Я приезжал в Мариуполь больше года назад, попытался найти домик, в котором жила Юля Костенко. Не нашёл. Переулок, по которому мимо её домика проходил много раз, нашёл, а сам домик не узнал. Все дома безлюдные, который тот самый, понять не смог. Весь мир моего летнего детства теперь руина, безобразная и отталкивающая, как разрушенный гнилой зуб. Нет теперь пейзажа и ландшафта моего детства. Исчезла какая-то основа, какой-то глубинный и базовый пласт.
Когда спустя двадцать лет после службы я побывал на Русском острове и увидел руины «Школы оружия Тихоокеанского флота», то есть той учебки, где прошли первые, самые страшные недели и месяцы моей службы, где мне было плохо, страшно, унизительно и беспросветно, как не было нигде, – я всё равно не был рад. Я взял с тех развалин кирпич, храню зачем-то. Кирпич старый, ещё дореволюционный, сделанный на века.
Я живу меньше полувека, а уже так много руин, которые я помню живыми домами…
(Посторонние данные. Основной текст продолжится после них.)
PR #159, opened 2017-02-23
sftp: get windows compiling and allow tests to run that can pass

### LINKED ISSUE #157: request-example prevents code from compiling on windows
Updated the package with glide and now compiling throws an error:

`vendor\github.com\pkg\sftp\request-example.go:190: undefined: syscall.Stat_t`

kardianos:
Separate out windows specific calls to separate build files.
Unix specific calls, such as unix sockets or unix syscalls
give windows equivalents. Do not yet provide a windows
equivalent to createRequestServerPair as doing so exposes
other windows breakages. For now simply get it to compile on
windows. Passing the client-server tests will be handled in a follow
up PR.

Fixes #157

### DIFF
--- a/os_unix.go
+++ b/os_unix.go
@@ -1,0 +1,11 @@
+//+build !windows
+
+package sftp
+
+import "syscall"
+
+// fakeFileInfoSys returns a platform dependent value normally
+// returned from the os#FileInfo.Sys method.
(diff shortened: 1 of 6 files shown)


eikenb:
#160 supersedes this.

Как беззащитны оказываются камни! Даже гранит памятников.
Мне было лет десять-одиннадцать, когда с бабушкой – не той, что жила в Жданове, а той, что была учительницей биологии, – мы осенью оказались в Москве. Бабушка повела меня на Красную площадь. Там мы встали в очередь в мавзолей Ленина. Очередь шла медленно и была огромной. Я устал и весь измаялся, к тому же замёрз. Бог знает, сколько мы провели в той очереди, но вот и мы вышли напрямую к мавзолею, уже увидел я вход, втягивающий в себя очередь, увидел солдат караула у входа, и вдруг до меня дошло, что вскоре я увижу – не Ленина, а мёртвого человека. Мертвеца. Я очень резко и сильно это осознал, испугался, ощутил отвращение и жуть. Я понял, что не хочу туда. Не хочу категорически – и не пойду! Я заявил об этом бабушке. Она не захотела слушать мои глупости, не поняла меня. Тогда, неожиданно для всех и даже для самого себя, я попросту сел на мостовую и сказал, что не пойду. Сказал это так, что бабушка сразу всё поняла и скорее увела меня прочь, сгорая от стыда и обиды. Она не бывала в мавзолее. Так и не побывала, как и я.
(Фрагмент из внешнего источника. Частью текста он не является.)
PR #162, opened 2017-02-25
client,packet: remove redundant select & return

unclejack:
This PR removes a few redundant single case selects and one redundant return.


eikenb:
Less indenting is always welcome. Thanks.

Помню все эти баталии по поводу захоронения Ленина, мол, надо упокоить его останки, и, возможно, жизнь наладится. Кто-то кричал, что это азиатчина и мракобесие, мол, как не стыдно выставлять и хранить мумию в центре Москвы… Я тоже рьяно участвовал в этих дискуссиях. Был уверен, что Ленина надо как минимум похоронить, а лучше бы развеять и уничтожить его прах, чтобы и следа не осталось.
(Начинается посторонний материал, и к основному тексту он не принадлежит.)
PR #164, opened 2017-02-28
Pass actual errors from FileReader/FileWriter implementations

### LINKED ISSUE #163: Every non-nil error from FileReader is replaced with syscall.EBADF
Currently [every non-nil error from FileReader is replaced with syscall.EBADF](https://github.com/pkg/sftp/blob/94df0a367c78a139a5351d2a3ec204b61170ded9/request.go#L144-L146). Which I believe is a bug, as implementation of sftp.FileReader has no way or properly signaling clients about file absence/permissions issues using predefined errors from os or syscall packages.

Clients based on sftp package log errors like this:

    sftp: "bad file descriptor" (SSH_FX_FAILURE)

А теперь рад, что стоит мавзолей на месте, и мумия на месте. Я представить себе не могу Красную площадь без мавзолея. Я даже не понимаю, красивый он или не красивый, этот мавзолей. Он для меня какой-то обязательный. Он на своём месте для меня был всегда. Так что даже не берусь судить о его архитектурных достоинствах, он – часть незыблемого пейзажа. Без него будет что-то зиять или торчать…
Чем дальше, тем сильнее я начинаю ценить то, что является незыблемым, но при этом остаётся для кого-то живым.
Я живу в Калининграде уже шестнадцать лет. Я вижу, как ценят, и сам ценю всё то, что осталось в весьма разрозненном и часто ущербном виде от города Кёнигсберга. Всё то, что когда-то не сломали, не разбили и не уничтожили те, кто брал город. А тем, кто его брал, хотелось уничтожать, им хотелось разбивать надгробия с готическими надписями, сбивать барельефы, ломать памятники. Их можно понять. Это же были надгробия и памятники немцам. Пусть эти немцы были не кайзеры и полководцы, а учёные, строители или музыканты. Шиллера и Канта пощадили. А скольких разбили! Теперь и кайзеров жалко, и полководцев былых времён. Красивые были памятники. Снесли, сломали, разбили. Город Калининград теперь мучительно и часто бессмысленно ищет своё новое лицо… И надо видеть лица пожилых немцев, которые приезжают в город своего детства и не находят его.